KEY POINTS:
The Royal New Zealand Ballet has set the cat among the cygnets with its latest production, Swan Lake.
Not only has it been implicated in the cancellation of a planned tour by a Russian company, but the choreographer has also been accused of "rewriting history".
The company is halfway through its current season, an eight-city national tour of Swan Lake. Reviews have been largely positive.
However, ballet super-fan Rhonda Snelgar has taken the show's veteran choreographer Russell Kerr to task over his handling of the penultimate scene, where the heroine Odette/Odile and her man Prince Siegfried traditionally drown themselves.
Snelgar, who has seen every New Zealand Ballet production in the past 20 years, said she was appalled by Kerr's "happy ending" in the version she saw last Saturday. He had rewritten one of the most famous ballets in theatrical history, she said.
"Swan Lake is a beautiful, tragic story of magic, love, deceit and ultimately the death of Odette. It is her death scene that draws the theatregoers. Yet for some reason his scene has a happy ending [with] Odette and the Prince running off into the sunset."
Past versions of Swan Lake by the company had been true to the seminal 19th century performance by Lev Ivanov and Marious Petipa, Snelgar said.
"You go expecting to see the Swan Lake you know. Pretty much the entire audience in the first four or five rows were like 'what?' "
But Kerr said while a happy ending (first introduced during Stalinist rule) was often used as an alternative, his finale followed the original "as closely as possible". The Auckland audience may have interpreted the use of a spotlight to indicate sunrise wrongly, he said. "Unusually we don't always bring that in. But it's not sunset. It is daybreak, the time when the swans become maidens again."
The controversy doesn't stop with the ending, however.
The RNZB's production was to have been followed next month by a tour of the same ballet by the St Petersburg-based Konstantin Tachkin theatre dancers.
The troupe had also planned to perform Giselle, a ballet toured by the New Zealanders just six months ago. But last week the Russians cancelled, citing the conflicting schedules and a jingoistic advertising campaign, for poor ticket sales. Promotional material for the RNZB had invited audiences to "support your native birds".
Tachkin producer Andrew Guild was hopping mad: "What does that signal? Don't go to see the Russians? I would have thought RNZB could have tolerated a visiting company of repute."
He said he was made aware of the double-up only during the booking process - Tachkin was to have toured following a season in South Africa - and had met local organisers to discuss it. However neither side was willing to alter their plans.
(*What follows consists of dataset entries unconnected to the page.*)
PR #223, opened 2020-06-08
Improve OIDC compliance: add claims validation support [SDK-987]

Widcket:
### Changes

This update improves the SDK support for **OpenID Connect (OIDC)**. In particular, it adds support for **claims validation**.

#### What’s being added in this PR

- The implementation of the `validate_claims` method. Plus tests.

#### What’s being changed in this PR

- Moved the params validation to the validator class, along with its tests.
- Replaced the public API test cases with ones that test just the logic inside that method.

### Testing

### Checklist

### DIFF
--- a/lib/auth0/mixins/validation.rb
+++ b/lib/auth0/mixins/validation.rb
@@ -149,7 +149,7 @@ module Auth0
                                          " found \"#{claims['aud']}\""
           elsif claims['aud'].is_a?(Array) && !claims['aud'].include?(expected)
             raise Auth0::InvalidIdToken, "Audience (aud) claim mismatch in the ID token; expected \"#{expected}\""\
-                                         " but was not one of \"#{claims['aud']}\""
+                                         " but was not one of \"#{claims['aud'].join ', '}\""
           end
         end
 
--- a/lib/auth0/mixins/validation.rb
+++ b/lib/auth0/mixins/validation.rb
@@ -158,7 +158,7 @@ module Auth0
             raise Auth0::InvalidIdToken, 'Expiration Time (exp) claim must be a number present in the ID token'
           end
 
-          now = @context[:clock] || Time.now
+          now = @context[:clock] || Time.now.to_i
           exp_time = claims['exp'] + leeway
 
           unless now < exp_time
@@ -172,7 +172,7 @@ module Auth0
             raise Auth0::InvalidIdToken, 'Issued At (iat) claim must be a number present in the ID token'
           end
 
-          now = @context[:clock] || Time.now
+          now = @context[:clock] || Time.now.to_i
           iat_time = claims['iat'] - leeway
 
           unless now > iat_time
@@ -209,7 +209,7 @@ module Auth0
                                          ' token when Max Age (max_age) is specified'
           end
 
-          now = @context[:clock] || Time.now
+          now = @context[:clock] || Time.now.to_i
           auth_valid_until = claims['auth_time'] + max_age + leeway
 
           unless now < auth_valid_until
--- a/lib/auth0/mixins/validation.rb
+++ b/lib/auth0/mixins/validation.rb
@@ -28,6 +28,7 @@ module Auth0
         permissions.map { |permission| permission.to_h }
       end
 
+      # rubocop:disable Metrics/ClassLength
       class IdTokenValidator
         def initialize(context)
           @context = context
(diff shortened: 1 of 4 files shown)


lib/auth0/mixins/validation.rb
```diff
@@ -85,15 +86,140 @@ def decode_and_validate_signature(id_token, header)
...
+          issuer = @context[:issuer]
+          audience = @context[:audience]
+          max_age = @context[:max_age]
+
+          raise Auth0::InvalidParameter, 'Must supply a valid leeway' unless leeway.is_a?(Integer) && leeway >= 0
+          raise Auth0::InvalidParameter, 'Must supply a valid nonce' unless nonce.nil? || !nonce.to_s.empty?
+          raise Auth0::InvalidParameter, 'Must supply a valid issuer' unless issuer.nil? || !issuer.to_s.empty?
+          raise Auth0::InvalidParameter, 'Must supply a valid audience' unless audience.nil? || !audience.to_s.empty?
+
+          unless max_age.nil? || (max_age.is_a?(Integer) && max_age >= 0)
```
lbalmaceda, line 109: this one looks similar to the first check a few lines above for leeway. What's the reason for using a different style here? remember leeway could also be set to `nil` by the dev

lib/auth0/mixins/validation.rb
```diff
@@ -85,15 +86,140 @@ def decode_and_validate_signature(id_token, header)
...
+            raise Auth0::InvalidParameter, 'Must supply a valid max_age'
+          end
+
+          validate_iss(claims, issuer)
```
lbalmaceda, line 113: these validation methods don't need the entire claims map. You could reduce the scope if you pass the value and check for presence comparing against nil, for example.

spec/lib/auth0/api/authentication_endpoints_spec.rb
```diff
@@ -678,55 +678,25 @@
...
 
-      expect { @instance.validate_id_token(token, algorithm: Auth0::Algorithm::RS256.jwks_url(JWKS_URL)) }.to_not raise_exception
       expect do
         @instance.validate_id_token(token,
-                                    algorithm: Auth0::Algorithm::RS256.jwks_url(JWKS_URL),
-                                    leeway: 10,
+                                    algorithm: Auth0::Algorithm::HS256.secret('secret'),
+                                    leeway: 100,
                                     nonce: 'nonce',
+                                    max_age: 2538301146,
```
lbalmaceda, line 696: if this value has a meaning, move it to a const (like you did for the mocked clock). Otherwise, I suggest using a lower number with less randomness as you do for the leeway.

lib/auth0/mixins/validation.rb
Widcket: It's because a single line would get too long.

lib/auth0/mixins/validation.rb
Widcket: It's done that way to ensure all the logic for verifying a particular claim is inside a single method.

spec/lib/auth0/api/authentication_endpoints_spec.rb
Widcket: The purpose of that particular test case is to test just the logic of the public API method, not the entire validation logic (that is already covered by the unit tests). That large value was deliberate and has no particular meaning, beyond getting the time-based validations to pass (because it's not possible to use a mocked clock with the public API).

lbalmaceda: It should be possible to pass a clock (for testing purposes) through the public API. All the SDKs do that and default to time.now()

lib/auth0/mixins/validation.rb
lbalmaceda: > It's done that way to ensure all the logic for verifying a particular claim is inside a single method.

Below the `azp` validation has a few conditions being checked right here

```ruby
validate_azp(claims, audience) if claims['aud'].is_a?(Array) && claims['aud'].count > 1
```

If you continue passing the `claims` to the `validate_azp` method, you could check those conditions inside the method instead, to _really_ keep all the logic for verifying a claim in a single method.

The alternative I was suggesting was passing the value instead of the map.

```ruby
validate_azp(claims['azp'], audience) if claims['aud'].is_a?(Array) && claims['aud'].count > 1
```

As it is today, it is a mix of both.

spec/lib/auth0/api/authentication_endpoints_spec.rb
Widcket: In this case it doesn't make sense IMO, since all the time-based testing is actually done with a mocked clock. in this particular test case the claims validation is not what's being tested, and adding an extra parameter to the public API just for this test case it's a bit too much, I think.

lib/auth0/mixins/validation.rb
Widcket: The leeway is one param that is not expected to be `nil`, since it has a default value. Of course the validation will fail if it's `nil`, since it checks that the value is an integer, but is not a parameter in which `nil` is a valid option. If the dev does not want a leeway, the way to do that is to set it to `0`.

lib/auth0/mixins/validation.rb
Widcket: Those bits of conditional logic are checking preconditions. The claims validations logic is still all in the method.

"I chose not to ambush RNZB. The last visit by Tachkin attracted close to 70,000 sales. I believe that's a lot more tickets than the New Zealand ballet sold... My belief was that there would have been enough people to choose one or the other, but we all tend to forget that [it] is a tiny country."
Amanda Skoog, RNZB's general manager, said its show schedule was done three years in advance. Guild's decision to tour Swan Lake straight after the New Zealand run had come "like a bolt straight out of the blue".
"He knew we were doing Swan Lake, and he knew we had just done Giselle. It was his call."
She denied the promotion was designed to shoot down the Russians, saying it alluded to the competitive international market and the need to build a strong, local support base.
"We are very dependent on that. The income from the box office is crucial to our survival," Skoog said.
Swan Lake plays in Dunedin from Thursday.